Since LAs are a microscopic speck of plankton in the sea of architects 'round these parts, figured we needed a home to engage in plant speak, dirt moving, stormwater managing aka the (ir)rational method, pervious paving, more grass pavers, gabions, and complaints about being called a gardener.
some of my favorite threads on this topic have been the rollicking discussions inspired by competitions like the cornfields with MoFo's Oil spill, MLA: squid, Hargreaves: whale; with more
cornfields here too
then there was park at the center of the world.
other landscape threads worth revisiting include philly . NYC,
LA LA, london, bawston, nyc #2, frisco,
sustainable landscapes -shameless plug
sustainable gardens -not the same
gradschool angst 1, 2, 3
UCLA-ex, BSLA vs MLA
books for 'scapers
weather thread
LARE, & 2
the answer is no
(don't forget to search the news for interesting stuff too.
Haha, great idea, TK.
You Forgot One, though.
good idea. I'll be reading.
Thanks tk! Very helpful.
hear hear TK!
675 thanks, there are lots of other threads of interest that are worth searching for. keep on supplying interesting links as you find them- like an easter egg hunt...
Check your email, treekilla!
765- got it! congrats on the new gig
for a central thread its awfully quiet. I guess there aren't many landscape architects on archinect (landscape archinect'rs?)

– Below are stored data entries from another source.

PR #14453, opened 2024-03-08
application: serial_lte_modem: Support nRF9131 EK

junqingzou:
Add the overlay files to support nRF9131 EK.
NOTE UART_2 cannot be used as I2C_2 is in use on the EK.

### DIFF
--- a/applications/serial_lte_modem/boards/nrf9131ek_nrf9131_ns.conf
+++ b/applications/serial_lte_modem/boards/nrf9131ek_nrf9131_ns.conf
@@ -1,0 +1,14 @@
+#
+# Copyright (c) 2024 Nordic Semiconductor ASA
+#
+# SPDX-License-Identifier: LicenseRef-Nordic-5-Clause
+#
+
+# Configuration file for nRF9131EK.
+# This file is merged with prj.conf in the application folder, and options
+# set here will take precedence if they are present in both files.
+
+CONFIG_UART_0_NRF_HW_ASYNC_TIMER=2
+CONFIG_UART_0_NRF_HW_ASYNC=y
+CONFIG_SLM_POWER_PIN=28
+CONFIG_SLM_INDICATE_PIN=0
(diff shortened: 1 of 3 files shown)


applications/serial_lte_modem/boards/nrf9131ek_nrf9131_ns.conf
```diff
@@ -0,0 +1,16 @@
...
+# Copyright (c) 2024 Nordic Semiconductor ASA
+#
+# SPDX-License-Identifier: LicenseRef-Nordic-5-Clause
+#
+
+# Configuration file for nRF9131EK.
+# This file is merged with prj.conf in the application folder, and options
+# set here will take precedence if they are present in both files.
+
+# Use UART_0 (when working with PC terminal)
```
MarkusLassila, line 11: These comments should be removed as they apply to a scenario where UART2 is used. Which is, as far as I understand, not a scenario with this board.

applications/serial_lte_modem/boards/nrf9131ek_nrf9131_ns.overlay
tomi-font, line 1: I'm pondering whether it would make sense that we use a common overlay file for this. Not sure.

junqingzou: how?

tomi-font: By having the contents of this file be in a generic `*.overlay` file, that others like this one `#include`. @MarkusLassila An opinion on this?

MarkusLassila: You mean that the chosen and uart0 parts from the overlay would be in common file as they are repeated over multiple files? I mean, maybe. It is repetitive to have them multiple times, but it is a bit simpler for someone who is looking at these for the first time if they are duplicated. I do not think that it needs to be solved in this PR though.

MarkusLassila (approved):

applications/serial_lte_modem/boards/nrf9131ek_nrf9131_ns.overlay
tomi-font: Yes. Agreed.

tomi-font (approved):

junqingzou:
@SeppoTakalo pls help to review in time.

tomi-font:
I think that you can ask for this PR to be merged already as it has two code owner approvals.

SeppoTakalo (approved):

PR #1255, opened 2019-10-08
LTE link controller extensions

jtguggedal:
### drivers: lte_lc: Add API to get network registration status

This patch adds an API to get the current network registration
status.
The LTE link controller is changed to use the new parsing
function for registration status internally as well.

---

### drivers: lte_lc: Add API for setting and getting system mode

Adds APIs for getting and setting system mode.
Also adds utility function for checking if a returned AT
response is the same as expected.

---

### drivers: lte_lc: Add API for getting functional mode

Adds API for getting the modem's current functional mode.

PR #406, opened 2019-01-23
lib: gps_sim: Reduce GPS simulator stack usage

jtguggedal:
Updated description:

This patch reduces the GPS simulator stack usage.

PR #14465, opened 2024-03-08
manifest: nrf_security: Fix legacy + PSA crypto regression for WIFI

frkv:
-Pulls in matter PR #406 and nrfxlib PR #1255 as well as Mbed TLS PR #33
 which are dependancies for this
-Done as a single commit for bisectability. Note that the
 entirety of this commit can be reverted depending on state of CI
 and the intent to possible use multiple files for configurations.
 Splitting these up lead to some regressions on legacy APIs that only
 were shown in CI runs.
-Reverting back to using nrf-config and nrf-config-user as this
 supports the resolvement of legacy configurations in case PSA crypto
 is used, but the projects still require legacy APIs for the time
 being...
-Moved platform.c and platform_util.c to mbedcrypto_base as these
 are needed for memory mangement (heap) and other basic operations
 This makes mbedcrypto_base a more platform-oriented library which
 exists at the tail-end of nrf_cc3xx and nrf_oberon libraries that
 provide PSA and legacy support
-Removing psa_crypto_want_config.h.template, but this can be added
 back later if/when we gravitate to the newer mechanism of crypto
 configurations
-Adding fix for enabling MBEDTLS_PK_USE_PSA_EC_DATA even when
 MBEDTLS_ECP_C is enabled. Please see pk.h for details, but note that
 we have chosen to always use PSA when PSA is enabled.
-Ensuring that all TLS/DTLS and X.509 is wrapped with a check to see
 that we aren't inside a secure image (MBEDTLS_PSA_CRYPTO_SPM) in which
 case we don't want to compile TLS/DTLS and X.509 support
-Adding back the PSA_WANT_XXXX functionality to
 psa_crypto_config.h.template (was split out before)
-Removing psa_crypto_want_config.h.template and
 psa_crypto_want_config.cmake
-Copied Mbed TLS check_config.h into generated folder which is higher
 in include order. This is done to prevent using Oberon PSA core version
 of the same file, that isn't compatible with the new way of resolving
 if PSA is enabled (and shall be used).
-Changed resolvement of adding include-folders for nrf_security
 and Mbed TLS for situations where you don't enable a local build of
 PSA crypto core. The use-cases for this is TF-M in ns build and
 full legacy solution.
-Minor code convention fixes for CMakeLists

Note: This fix was primarily for WIFI, but it may also solve additional issues in other cases...

ref: NCSDK-26412

Signed-off-by: Frank Audun Kvamtrø <frank.kvamtro@nordicsemi.no>


mswarowsky:
Got fixed with #14854

PR #14468, opened 2024-03-11
manifest: update Find My revision

kapi-no:
Aligned the Find My tree with the name change for configuration files related to the HCI IPC image for nRF53 Network Core target.


mkapala-nordic (approved):

MarekPieta (approved):

kapi-no:
nRF53 runtime error that makes it impossible to initialize the application. This bug results from an unaligned HCI IPC child image configurations that were missed during the January upmerge.

SeppoTakalo (approved):

PR #14474, opened 2024-03-11
lwm2m: Fix FOTA cancellation issues

SeppoTakalo:
As explained in https://nordicsemi.atlassian.net/browse/NCSDK-26534

Cancelling the FOTA process is now broken.
Two issues found:
1. Empty string might be `"\0"` which is not same as zero length data. This should be handled similarly.
2. LwM2M FOTA utils wrote 16bit value using `sizeof(int)` which caused value to wrap over on certain cases.


juhaylinen (approved):

SeppoTakalo:
Ping @rlubos can you review?

Almost equivalent fix already merged in upstream https://github.com/zephyrproject-rtos/zephyr/pull/70056
We just have to deal a bit extra in FOTA handling.

MarkusLassila (approved):

rlubos (approved):

PR #14475, opened 2024-03-11
smp svr for nrf54l15

michalek-no:


nordicjm (changes requested):
Why?

nvlsianpu:
@nordicjm We have objective (form Projects management team) to expose DFU sample for NCS which will build right away. It was decided that code should base on the zephyr smp_svr. We will support (mainly configuration) for more platform there.

nordicjm:
> @nordicjm We have objective (form Projects management team) to expose DFU sample for NCS which will build right away. It was decided that code should base on the zephyr smp_svr. We will support (mainly configuration) for more platform there.

Just build smp_svr? What value does this even add?

nvlsianpu:
- This aim to build with our NSC flavoured build system, including Partition manager
- This is place where we can add our configuration (if needed)
- we will add NCS specific README there

nordicjm:
Partition manager is on it's way out so it doesn't make sense for that also note that communication was sent out some time ago that no new features are to be added to partition manager and it is bug fixes and maintenance only.

west.yml
```diff
@@ -61,7 +61,7 @@ manifest:
     # https://developer.nordicsemi.com/nRF_Connect_SDK/doc/latest/zephyr/guides/modules.html
     - name: zephyr
       repo-path: sdk-zephyr
-      revision: v3.5.99-ncs1-rc2
+      revision: d0e66720ac8532b0d7f7377b576bace366638586
```
nvlsianpu, line 64: this points to commit which is out NCS reach. Please correct.

samples/smp_svr/CMakeLists.txt
```diff
@@ -0,0 +1,8 @@
+cmake_minimum_required(VERSION 3.20.0)
+
+# Standard Zephyr application boilerplate.
+find_package(Zephyr REQUIRED HINTS $ENV{ZEPHYR_BASE})
+project(smp_svr)
+
+target_sources(app PRIVATE ../../../zephyr/samples/subsys/mgmt/mcumgr/smp_svr/src/main.c)
+target_sources(app PRIVATE ../../../zephyr/samples/subsys/mgmt/mcumgr/smp_svr/src/bluetooth.c)
```
gchwier, line 8:
```suggestion
set(smp_srv_dir $ENV{ZEPHYR_BASE}/samples/subsys/mgmt/mcumgr/smp_svr)
target_sources(app PRIVATE ${smp_srv_dir}/src/main.c)
target_sources_ifdef(CONFIG_MCUMGR_TRANSPORT_BT app PRIVATE ${smp_srv_dir}/src/bluetooth.c)
```
you can use ZEPHYR_BASE to point the original code and use variable to not repeat it.
Also include bluetooth.c conditionally, as it is done in the original config

samples/smp_svr/boards/nrf54l15pdk_nrf54l15_cpuapp.conf
gchwier, line 1: It should be moved to prj.conf, this is common config, not only for nrf54l15

samples/smp_svr/boards/nrf54l15pdk_nrf54l15_cpuapp.overlay
gchwier, line 1: do we really need it? Why to change default uart20, that is used in the Upstream?

gchwier (changes requested):
missing sample.yaml file for Twister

looking for examples of other garden festivals like Cornerstone in Napa and Chaumont-sur-Loire.
are there any others?
what about flower festivals?
any info on how big are these sites are? (cornerstone says they have 9 acres)
another garden festival...
jardin des metis
it's a little hard to find on the website... here's thephoto gallery of the last 7 years of the jardin des metis at reford gardens...
winners have included stoss, aranda/lasch, lateral architecture, and others...
and a few flower festivals...
floriade australia
floriade 2012 (netherlands) is once every 10 years...
cool- many thanks!
btw - i have a friend who's been to the Cornerstone Garden in Sonoma and thought it was completely underwhelming. Anyone else have any experience?
I've been by there and seen the big blue tree, but never gone in...maybe some time.
Wine country is home to many cool-sounding, well-marketed projects that ultimately wind up being rather flat-footed.
Cornerstone is pretty crappy, especially these days. I think was originally intended to rotate every year, so the installations weren't really built to last and are looking pretty beat up.
There's a biennial landscape/garden festival in germany called the bundesgartenschau. here are some pics from 2005...
link
*bump*
just cause I feel like it. Been having fun in the office the past few weeks playing LA. even doing some grading and road alignment- opps does that make me a civil engineer?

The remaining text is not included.